# TO DO:
Give the number of lines below that hold "stored", and only that.

(Saved entries)
--------------------------------------------------

PR #1457, opened 2026-07-23
feat(import): use github-copilot on-disk token directly for extraction

BYK:
## Problem (#1398)

`lore import` skipped OpenCode's `github-copilot` credential, on the assumption it needed a `copilot_internal/v2/token` exchange we can't do from a stored key. That's why Kjaer's Copilot-only setup couldn't import.

## What's actually true (verified live against a real Copilot account)

OpenCode stores the long-lived GitHub OAuth token (`gho_...`) and uses it **directly** as `Authorization: Bearer` against `api.githubcopilot.com` — there is **no token exchange** (the `copilot_internal/v2/token` endpoint 404s with this token; OpenCode never calls it). A `chat/completions` request with just the stored token returns `200`.

## Fix

- **`opencode.ts` reader**: for `github-copilot`, emit the bearer from `refresh` (the field OpenCode itself uses), and treat `expires: 0` as a "no known expiry" sentinel rather than epoch-0-expired (so a valid token isn't filtered out). The sentinel handling is safe for all oauth providers — a genuinely-expired token carries a positive past epoch.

--------------------------------------------------

# RESULT FOR THIS TASK:
2